Receivable turnover is a measure of how quickly a company is collecting its sales that were made on credit (i.e., sales for which cash payment was delayed until after the sale date). Factors impacting receivable turnover include:
- Credit terms. If a company offers credit to essentially all customers, then some customers will delay their payments or never pay at all. Conversely, a tight credit policy accelerates receivable turnover.
- Collection persistence. A company that persistently contacts its customers for payment will reduce the amount of receivable turnover.
- Billing accuracy. If invoices to customers contain errors or are sent to the wrong address or person, then payment will be delayed.
- Industry practice. If customers within a certain industry are accustomed to delayed payments, this attitude may persist even for those companies attempting to accelerate payment.
The calculation of receivable turnover is to divide net credit sales for the year by the average amount of accounts receivable outstanding during that period. Average accounts receivable is usually calculated as the sum of the beginning and ending accounts receivable, divided by two. Thus, the receivable turnover formula is:
Net annual credit sales / ((beginning receivables + ending receivables) / 2)
A high turnover figure indicates that a business has the ability to collect accounts receivable from its customers very quickly, while a low turnover figure indicates the reverse. You should track the receivable turnover metric on a trend line in order to see gradual changes in turnover performance that might not be so obvious if you were to only calculate it occasionally.
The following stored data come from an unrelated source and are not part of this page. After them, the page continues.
PR #17907, opened 2026-06-13
fix(deployer): default dev server bind to localhost (closes #17906)

### LINKED ISSUE #17906: [BUG] Mastra binds to `0.0.0.0`, log says it's binding to `localhost`
### 🎯  Log Message Mismatch
When `serverOptions.host` is `undefined` and `MASTRA_HOST` env var is unset, there're 2 variables with different values:

| `bindHost` | `host` |
|-------|-----|
| used in the hono server initialization to start the server |  used in log message, falls back to `localhost` when `bindHost` is `undefined` |
| Becomes `undefined` | Becomes `localhost` | 
* `bindHost` => used in the hono server initialization to start the server => Becomes `undefined`
* `host` => used in log message, falls back to `localhost` when `bindHost` is `undefined` => Becomes `localhost`

The default runtime behavior for nodejs when a bindhost is `undefined`, it binds to `0.0.0.0`

As a result, if you don't specify a hostname, the mastra server will bind to `0.0.0.0` (at least on nodejs) while the log says it's running on `localhost`, which is misleading.

### 🔓  Security-wise: if hostname is undefined, it causes unnecessary exposure to all networks directly reachable by the host
IMO, setting an app to all network interfaces should be a conscious decision by the developer, not a default behavior. An unaware developer may unnecessarily expose the app to more networks than needed, while thinking that it's just running on `localhost`

### Steps To Reproduce

1. Start a mastra project
2. Keep `serverOptions.host` undefined
4. Keep the `MASTRA_HOST` env var unset
5. Run `npm run dev` to trigger `mastra dev`
6. Observe the log message: 
  ```
│ Studio: http://localhost:4111
│ API:    http://localhost:4111/api
```
7. Verify that mastra is reachable via localhost AND other network interfaces: run `ifconfig` to get your LAN IP, and curl against it: `curl http://<LAN_IP>:4111`, you will get the HTML response

Not required

### Expected Behavior

* The log message should indicate the correct hostname
* Fallback behavior of defining no host should fallback to localhost, avoiding unnecessary network exposure
* Another reason why localhost as a fallback is favorable: Since it's not straightforward to infer what the runtime's default host binding is, I recommend resetting the fallback to localhost, while printing a warning that for production, or containerized environments, you need to set the host to the appropriate values.

### Environment Information

```block
System:
    OS: Linux 6.18 Ubuntu 24.04.3 LTS 24.04.3 LTS (Noble Numbat)
    CPU: (8) x64 Intel(R) Core(TM) i7-8550U CPU @ 1.80GHz
    Memory: 3.73 GB / 7.69 GB
    Container: Yes
    Shell: 5.9 - /usr/bin/zsh
  Binaries:
    Node: 26.3.0 - /home/hazem_wsl/.nvm/versions/node/v26.3.0/bin/node
    npm: 11.16.0 - /home/hazem_wsl/.nvm/versions/node/v26.3.0/bin/npm
  Browsers:
    Brave Browser: 143.1.85.117
  npmPackages:
    @mastra/core: ^1.42.0 => 1.42.0 
    @mastra/duckdb: ^1.4.2 => 1.4.2 
    @mastra/evals: ^1.3.0 => 1.3.0 
    @mastra/libsql: ^1.13.0 => 1.13.0 
    @mastra/loggers: ^1.1.2 => 1.1.2 
    @mastra/memory: ^1.20.3 => 1.20.3 
    @mastra/observability: ^1.14.1 => 1.14.1 
    @types/node: ^25.9.3 => 25.9.3 
    mastra: ^1.13.0 => 1.13.0 
    typescript: ^6.0.3 => 6.0.3 
    zod: ^4.4.3 => 4.4.3 
  npmGlobalPackages:
    npm: 11.16.0
```

### Verification

tsushanth:
## Summary

Closes #17906.

When neither `serverOptions.host` nor `MASTRA_HOST` was set, `bindHost` was `undefined`. Hono's `serve()` passes that through to Node's `http.Server.listen`, which treats `undefined` as the unspecified address and binds to every reachable IPv4 interface on the host (LAN, VPN, container bridge, etc.). At the same time the "Mastra API running" log substituted `'localhost'` for that case, so the running server silently exposed every interface while telling the operator it was bound to loopback. That's both a log-vs-bind mismatch and a security default issue, which the reporter laid out clearly.

Fix is to fall back to `'localhost'` explicitly when nothing else is set, so the bind matches the log and `mastra dev` doesn't default to a network-reachable surface. Folks who want all-interfaces binding can still opt in via `serverOptions.host` or `MASTRA_HOST=0.0.0.0` (the existing "uses MASTRA_HOST when it is set" test continues to cover that path).

## Test commands

```
pnpm build:core
pnpm --filter @mastra/server build
cd packages/deployer && npx vitest run src/server/__tests__/node-server-host.test.ts
```

The `node-server-host.test.ts` suite has two cases for this code path:

- `defaults hostname to localhost when no host is configured (closes #17906)` — new contract, asserts `hostname: 'localhost'` (was `hostname: undefined`).
- `uses MASTRA_HOST when it is set` — unchanged, asserts `hostname: '0.0.0.0'` when env is `0.0.0.0`.

The opt-in path (`MASTRA_HOST=0.0.0.0` or `serverOptions.host = '0.0.0.0'`) keeps the previous behavior verbatim.

## Notes

The reporter pinpointed the exact mismatch between `bindHost` (line 553) and `host` (line 554) in `packages/deployer/src/server/index.ts`, and the studio-injection block at line 453 had the same pattern; both are corrected. Changeset added at `.changeset/thirty-knives-worry.md`.

## ELI5

Imagine a security guard who tells people the front door is locked, but actually forgets to lock it—letting anyone nearby walk in. This PR fixes that: the Mastra dev server was saying it's only available locally (localhost) but was actually open to everyone on the network. Now it actually stays locked locally unless you explicitly ask to open it to the network.

## Overview

This PR fixes a host binding mismatch in the Mastra deployer where the dev server would advertise binding to `localhost` in logs but actually bind to `0.0.0.0` (all network interfaces), unintentionally exposing the development server to external networks. The fix ensures the server explicitly defaults to binding on `localhost` when neither `serverOptions.host` nor the `MASTRA_HOST` environment variable is configured, making the actual bind behavior match what is logged and preventing accidental exposure.

### Core Logic (`packages/deployer/src/server/index.ts`)
- Updated host resolution logic to explicitly default `bindHost` to `'localhost'` when both `serverOptions.host` and `MASTRA_HOST` are unset
- This ensures the value passed to the Node.js `serve()` function and the Studio HTML injection logic (host/protocol/port placeholders) consistently use `localhost` rather than `undefined`

### Tests (`packages/deployer/src/server/__tests__/node-server-host.test.ts`)
- Updated test assertions to expect `hostname: 'localhost'` when no explicit host configuration is provided
- Added clarifying comments explaining the expected default behavior
- Preserved existing tests for explicit configuration (e.g., `MASTRA_HOST=0.0.0.0`) to ensure opt-in all-interfaces binding still works

### Documentation (`.changeset/thirty-knives-worry.md`)
- Added changeset documenting the patch-level fix to the `@mastra/deployer` package
- Noted the default bind address change and instructions for explicitly enabling external access

## Behavior
- **Before**: No explicit host configured → server binds to `0.0.0.0` while logs report `localhost` (mismatch)
- **After**: No explicit host configured → server binds to `localhost` (matches logs)
- **Opt-in unchanged**: `serverOptions.host='0.0.0.0'` or `MASTRA_HOST=0.0.0.0` still allows external access

### DIFF
--- a/.changeset/thirty-knives-worry.md
+++ b/.changeset/thirty-knives-worry.md
@@ -1,0 +1,5 @@
+---
+'@mastra/deployer': patch
+---
+
+Fixed Mastra dev server defaulting to bind on `0.0.0.0` (all network interfaces) while logging that it was running on `localhost`. The dev server now defaults the bind address to `localhost`, matching the log message and avoiding silent network exposure. Set `serverOptions.host` or `MASTRA_HOST=0.0.0.0` when the server needs to be reachable beyond the loopback adapter. Closes #17906.
--- a/packages/deployer/src/server/__tests__/node-server-host.test.ts
+++ b/packages/deployer/src/server/__tests__/node-server-host.test.ts
@@ -102,13 +102,16 @@ describe('createNodeServer host binding', () => {
     delete process.env.MASTRA_HTTPS_CERT;
   });
 
-  it('leaves hostname undefined when no host is configured', async () => {
+  it('defaults hostname to localhost when no host is configured (closes #17906)', async () => {
     await createNodeServer(mockMastra, { tools: {} });
 
     expect(serveMock).toHaveBeenCalledOnce();
+    // Previously the bind was left undefined, which Node interprets as the
+    // unspecified address (binds to every interface) while the log claimed
+    // localhost. Default explicitly so the bind matches what we log.
     expect(serveMock.mock.calls[0]?.[0]).toMatchObject({
       port: 4111,
-      hostname: undefined,
+      hostname: 'localhost',
     });
     expect(logger.info).toHaveBeenCalledWith('Mastra API running', { url: 'http://localhost:4111/api' });
   });
--- a/packages/deployer/src/server/index.ts
+++ b/packages/deployer/src/server/index.ts
@@ -450,8 +450,8 @@ export async function createHonoServer(
       // Inject the server configuration into index.html placeholders
       const port = serverOptions?.port ?? (Number(process.env.PORT) || 4111);
       const hideCloudCta = process.env.MASTRA_HIDE_CLOUD_CTA === 'true';
-      const bindHost = serverOptions?.host ?? process.env.MASTRA_HOST;
-      const host = bindHost ?? 'localhost';
+      const bindHost = serverOptions?.host ?? process.env.MASTRA_HOST ?? 'localhost';
+      const host = bindHost;
       const key =
         serverOptions?.https?.key ??
         (process.env.MASTRA_HTTPS_KEY ? Buffer.from(process.env.MASTRA_HTTPS_KEY, 'base64') : undefined);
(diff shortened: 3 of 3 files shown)


TheIsrael1:
Thanks for the PR, We would have to close it though -  more info here https://github.com/mastra-ai/mastra/issues/17906#issuecomment-4706693772

PR #17910, opened 2026-06-13
fix(stores): memory list reads throw on backend failure instead of returning empty

### LINKED ISSUE #17783: [BUG] listThreads/listMessages in libsql and pg stores return empty on DB errors instead of throwing
### Describe the Bug

The paginated memory read methods in the libsql store catch database errors, log them, and then return an empty result like `{ threads: [], total: 0, hasMore: false }` instead of re-throwing. So a failed read looks exactly like a read that genuinely found nothing.

That's a problem because a transient `SQLITE_BUSY`, a locked table, or a dropped connection gives the caller the same response as "this resource has no threads/messages." Nothing is thrown, so the caller has no way to tell the store failed. There's only a log line.

Where I noticed the practical impact: an agent reading conversation history while the DB is briefly locked gets back `[]` and acts like the user has no history. If something downstream then writes state based on that empty read, real data can get dropped, and it all happens silently.

Affected code in `stores/libsql/src/storage/domains/memory/index.ts`:

- `listMessages`, catch block at lines 443-465
- `listThreads`, catch block at lines 1149-1175
- `listMessagesByResourceId`, same pattern

```ts
} catch (error) {
  const mastraError = new MastraError({ /* THIRD_PARTY ... */ }, error);
  this.logger?.error?.(mastraError.toString());
  this.logger?.trackException?.(mastraError);
  return { threads: [], total: 0, page, perPage: perPageForResponse, hasMore: false };
}
```

This already looks like a known issue that just wasn't applied everywhere. The spanner store throws here, and it has a regression test that spells out the intended behavior:

```ts
// stores/spanner/src/storage/index.test.ts
describe('error propagation (no empty-on-error)', () => {
  // Regression guard: backend failures must propagate as MastraError so
  // callers can distinguish "no data" from "store unavailable". The
  // prior implementation swallowed errors and returned {total:0,...}.
```

So the behavior is currently inconsistent across stores for these same list methods:

| Throws (correct) | Returns empty on error |
|---|---|
| spanner, clickhouse, cloudflare-d1, lance | libsql, pg, mongodb, upstash, dynamodb, mssql |

Worth noting this is only about the paginated list methods (`listThreads`, `listMessages`, `listMessagesByResourceId`). Point reads like `getMessagesById` return empty even in spanner, and those are out of scope here.

### Steps To Reproduce

1. Set up an agent or storage instance using `@mastra/libsql` (or `@mastra/pg`) for memory.
2. Call `storage.listThreads({ ... })` or `storage.listMessages({ ... })` while the underlying client fails once. The easiest way is to mock the libsql client's `execute` to reject a single time with `new Error('simulated backend outage')`.
3. The call resolves successfully with `{ threads: [], total: 0, hasMore: false }`.
4. No error is thrown, so the caller cannot tell the difference between a real failure and an empty result.

This is verifiable directly from the catch blocks at the lines listed above, and reproducible with a one-line mock that makes the client reject once. The repo already has the reference behavior in `stores/spanner/src/storage/index.test.ts` under `error propagation (no empty-on-error)`, and the libsql/pg stores currently would not pass an equivalent test.

### Expected Behavior

Backend failures in these list methods should propagate as a `MastraError`, the same way the spanner store does it, so callers can tell "no data" apart from "store unavailable." Validation errors (USER category) should keep throwing like they do now. Only a genuinely empty result should return an empty payload.

### Environment Information

```
System:
  OS: macOS 26.2
  CPU: (10) arm64 Apple M4
  Shell: 5.9 - /bin/zsh
Binaries:
  Node: 20.17.0
  npm: 10.8.2
  Yarn: 1.22.22

Affected packages:
  @mastra/libsql: 1.12.1
  @mastra/core: 1.42.0-alpha.3
  Same pattern also in: @mastra/pg, @mastra/mongodb, @mastra/upstash, @mastra/dynamodb, @mastra/mssql
Reference (already throws): @mastra/spanner, @mastra/clickhouse, @mastra/cloudflare-d1, @mastra/lance

LLM Provider: N/A (storage layer)
Browser: N/A
```

### Verification

I'm working on this issue and will raise a PR for the same!

JigyasuRajput:
## Description

The paginated memory list reads (`listThreads`, `listMessages`, `listMessagesByResourceId`) across most storage adapters caught backend DB failures, logged them, and then returned an empty payload like `{ threads: [], total: 0, hasMore: false }`. That made a transient backend failure (a locked table, a dropped connection, a one-off timeout) indistinguishable from a genuinely empty result: nothing was thrown, so a caller could not tell "the store is down" apart from "there is no data."

The practical impact is on agents: an agent reading conversation history during a brief outage gets back `[]`, assumes the user has no history, and can silently overwrite real state.

This PR makes those reads re-throw the failure as a `MastraError` instead of swallowing it, matching the `spanner` store, which already behaved this way and had a regression test for it.

What stays the same:

- USER-category validation errors still throw as before (they are re-thrown first, so a bad argument is never reclassified as a backend failure).
- A genuinely empty result still returns an empty payload from inside the `try`.
- Point reads like `listMessagesById` are out of scope and still return empty.

Stores updated: `libsql`, `pg`, `mongodb`, `upstash`, `dynamodb`, `mssql`, `cloudflare-d1`, `clickhouse`, `lance`, `dsql`, `mysql`, `redis`. (`spanner` already behaved correctly and is the reference; `convex` already lets errors propagate.) Each store gets a regression test that simulates a one-off backend rejection and asserts the read throws with the right error id and keeps the original error as the cause.

## Related issue(s)

Fixes #17783

## Type of change

- [ ] Documentation update
- [ ] Code refactoring
- [ ] Performance improvement
- [ ] Test update

## Checklist

## ELI5

When a memory store fails while loading threads or messages, it previously looked like there was no data. This PR reports the failure instead, so callers can handle the outage correctly.

## Overview

This PR updates paginated memory list reads across multiple storage adapters. Backend failures now throw `MastraError` instead of returning empty results.

Updated stores include libsql, pg, mongodb, upstash, dynamodb, mssql, cloudflare-d1, clickhouse, lance, dsql, mysql, redis, and spanner. Convex already propagated errors.

## Behavior Changes

- Affected methods include `listThreads`, `listMessages`, and `listMessagesByResourceId` where implemented.
- Backend failures now throw operation-specific `MastraError` values.
- `USER`-category validation errors remain unchanged.
- Successful empty results remain unchanged.
- Point reads remain unchanged.

## Tests

Each updated store includes regression coverage that:

- Simulates a backend failure.
- Verifies the expected error ID.
- Verifies that the original error is preserved as the cause or message.
- Confirms that failures do not return empty payloads.

## Migration Notes

Callers that invoke these methods directly must handle thrown errors with `try/catch` or rejection handlers.

## Related Issues

- Fixes `#17783`


JigyasuRajput:
btw heads up on the diff size: this is the same one-line bug repeated across stores. 

And listThreads/listMessages/listMessagesByResourceId are abstract per adapter, so each store has its own catch that swallows the error and returns empty. There's no shared chokepoint to fix it in one place. Also the change only touches the error path. Every method's success path is unchanged, and each store has its own regression test.

TheIsrael1:
## 🟠 High: Maintainer notes

### Scope

PR #17910 fixes #17783 by changing paginated memory list reads across storage adapters to throw backend failures instead of returning empty results.

### Context

The linked issue describes a real memory correctness problem: a transient storage outage could look identical to “no threads/messages,” so agent memory reads could proceed without existing history. The PR updates the repeated adapter-level catch blocks for `listThreads`, `listMessages`, and `listMessagesByResourceId` where applicable.

### Evidence checked

- PR body, linked issue #17783, issue comments/labels, changed files, representative diff hunks, added regression tests, merge/check status, and PR comments/review comments.
- Merge conflict was resolved in `stores/upstash/src/storage/index.test.ts` by keeping both the PR's memory error-propagation tests and `main`'s workflow snapshot coverage.
- Verification passed: `pnpm --filter @mastra/upstash test -- src/storage/index.test.ts`.
- Checks seen before the maintainer fix: labeler, issue-link-nudge, complexity, summarize, Socket Security, and CodeRabbit succeeded. Vercel docs/playground UI checks failed but do not appear relevant to these storage changes.

### Observations

- The behavior change matches the issue: backend failures now become `MastraError`s while USER validation errors and genuine empty successful reads remain unchanged.
- The broad diff is mostly mechanical across adapter-specific implementations; there does not appear to be a shared storage-layer chokepoint to make this a one-file fix.
- The changeset documents the caller-visible behavior change and direct-caller migration guidance.
- Maintainer-side conflict fix was applied and verified; no lint/check fix or inline suggestion application was found during triage.

JigyasuRajput:
lmk if there's anything on my end!
thanks for the maintainer notes @TheIsrael1 🙌🏻

mikhael28:
@coderabbitai please re-review

JigyasuRajput:
@mikhael28 none of the red checks look related to this change.

mongodb: all tests passed, then the job hung for ~12 min with no output and got cancelled on timeout. My added tests use a mocked `connectorHandler` and never open a `MongoClient`, so nothing to leak. Same error-propagation tests on pg/mysql/libsql/clickhouse passed, so it reads like flaky teardown on the live replica-set suite. A re-run should do it.

@coderabbitai can you please re-review and show that here (it got cutoff in your last review)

If you want to convert the receivable turnover figure into days of accounts receivable outstanding, just divide the turnover amount into 365 days. Thus, a turnover of 8.0 equates to 45.6 days of accounts receivable outstanding (calculated as 365 days / 8.0 turnover).
For example, ABC International had $2,880,000 of net credit sales in its most recent 12-month period, and the average accounts receivable during that period was $480,000. The receivable turnover is 6.0 (calculated as $2,880,000 annual net credit sales divided by $480,000 average accounts receivable). This turnover translates into 60.8 days of accounts receivable outstanding (calculated as 365 days / 6.0 turns).
You should not rely solely upon the receivable turnover calculation to evaluate the ability of a company to collect its accounts receivable, since this metric is only an average of the individual accounts receivable. You should also investigate the aged accounts receivable report to gain a clear understanding of the status of a company's collections.